__Activity__. Type out the data again, word for word and in full.

Collected data entries:
=== Section Start ===

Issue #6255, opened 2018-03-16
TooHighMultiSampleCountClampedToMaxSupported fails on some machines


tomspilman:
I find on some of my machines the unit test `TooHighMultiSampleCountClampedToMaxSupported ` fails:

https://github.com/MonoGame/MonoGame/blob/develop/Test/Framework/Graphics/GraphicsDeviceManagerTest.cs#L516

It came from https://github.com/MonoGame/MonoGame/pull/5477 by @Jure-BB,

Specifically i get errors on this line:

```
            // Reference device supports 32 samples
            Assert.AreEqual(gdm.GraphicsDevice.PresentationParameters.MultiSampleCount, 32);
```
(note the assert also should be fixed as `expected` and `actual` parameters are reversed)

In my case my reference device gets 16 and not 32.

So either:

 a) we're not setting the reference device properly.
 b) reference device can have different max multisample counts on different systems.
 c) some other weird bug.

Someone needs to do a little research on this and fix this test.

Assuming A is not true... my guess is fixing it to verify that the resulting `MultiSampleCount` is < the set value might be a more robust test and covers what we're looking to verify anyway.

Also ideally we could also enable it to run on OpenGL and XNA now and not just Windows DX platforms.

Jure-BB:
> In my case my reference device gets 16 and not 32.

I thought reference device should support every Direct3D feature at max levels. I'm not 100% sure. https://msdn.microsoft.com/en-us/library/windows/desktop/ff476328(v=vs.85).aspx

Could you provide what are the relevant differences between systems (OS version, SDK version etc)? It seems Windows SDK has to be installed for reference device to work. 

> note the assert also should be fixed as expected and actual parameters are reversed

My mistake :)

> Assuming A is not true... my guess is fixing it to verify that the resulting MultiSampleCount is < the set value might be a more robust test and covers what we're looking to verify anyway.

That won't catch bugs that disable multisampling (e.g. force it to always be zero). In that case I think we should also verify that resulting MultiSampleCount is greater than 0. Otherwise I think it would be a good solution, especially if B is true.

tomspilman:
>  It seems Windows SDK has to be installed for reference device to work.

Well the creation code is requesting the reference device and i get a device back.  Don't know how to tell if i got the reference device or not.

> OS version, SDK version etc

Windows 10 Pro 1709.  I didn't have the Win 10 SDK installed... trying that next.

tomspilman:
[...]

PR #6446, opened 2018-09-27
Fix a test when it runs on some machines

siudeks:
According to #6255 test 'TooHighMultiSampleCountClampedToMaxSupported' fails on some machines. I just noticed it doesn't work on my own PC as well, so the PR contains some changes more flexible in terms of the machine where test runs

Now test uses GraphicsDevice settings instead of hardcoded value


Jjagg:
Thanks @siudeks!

=== Section End ===

__Answer box__.
Issue #6255, opened 2018-03-16
TooHighMultiSampleCountClampedToMaxSupported fails on some machines


tomspilman:
I find on some of my machines the unit test `TooHighMultiSampleCountClampedToMaxSupported ` fails:

https://github.com/MonoGame/MonoGame/blob/develop/Test/Framework/Graphics/GraphicsDeviceManagerTest.cs#L516

It came from https://github.com/MonoGame/MonoGame/pull/5477 by @Jure-BB,

Specifically i get errors on this line:

```
            // Reference device supports 32 samples
            Assert.AreEqual(gdm.GraphicsDevice.PresentationParameters.MultiSampleCount, 32);
```
(note the assert also should be fixed as `expected` and `actual` parameters are reversed)

In my case my reference device gets 16 and not 32.

So either:

 a) we're not setting the reference device properly.
 b) reference device can have different max multisample counts on different systems.
 c) some other weird bug.

Someone needs to do a little research on this and fix this test.

Assuming A is not true... my guess is fixing it to verify that the resulting `MultiSampleCount` is < the set value might be a more robust test and covers what we're looking to verify anyway.

Also ideally we could also enable it to run on OpenGL and XNA now and not just Windows DX platforms.

Jure-BB:
> In my case my reference device gets 16 and not 32.

I thought reference device should support every Direct3D feature at max levels. I'm not 100% sure. https://msdn.microsoft.com/en-us/library/windows/desktop/ff476328(v=vs.85).aspx

Could you provide what are the relevant differences between systems (OS version, SDK version etc)? It seems Windows SDK has to be installed for reference device to work. 

> note the assert also should be fixed as expected and actual parameters are reversed

My mistake :)

> Assuming A is not true... my guess is fixing it to verify that the resulting MultiSampleCount is < the set value might be a more robust test and covers what we're looking to verify anyway.

That won't catch bugs that disable multisampling (e.g. force it to always be zero). In that case I think we should also verify that resulting MultiSampleCount is greater than 0. Otherwise I think it would be a good solution, especially if B is true.

tomspilman:
>  It seems Windows SDK has to be installed for reference device to work.

Well the creation code is requesting the reference device and i get a device back.  Don't know how to tell if i got the reference device or not.

> OS version, SDK version etc

Windows 10 Pro 1709.  I didn't have the Win 10 SDK installed... trying that next.

tomspilman:
[...]

PR #6446, opened 2018-09-27
Fix a test when it runs on some machines

siudeks:
According to #6255 test 'TooHighMultiSampleCountClampedToMaxSupported' fails on some machines. I just noticed it doesn't work on my own PC as well, so the PR contains some changes more flexible in terms of the machine where test runs

Now test uses GraphicsDevice settings instead of hardcoded value


Jjagg:
Thanks @siudeks!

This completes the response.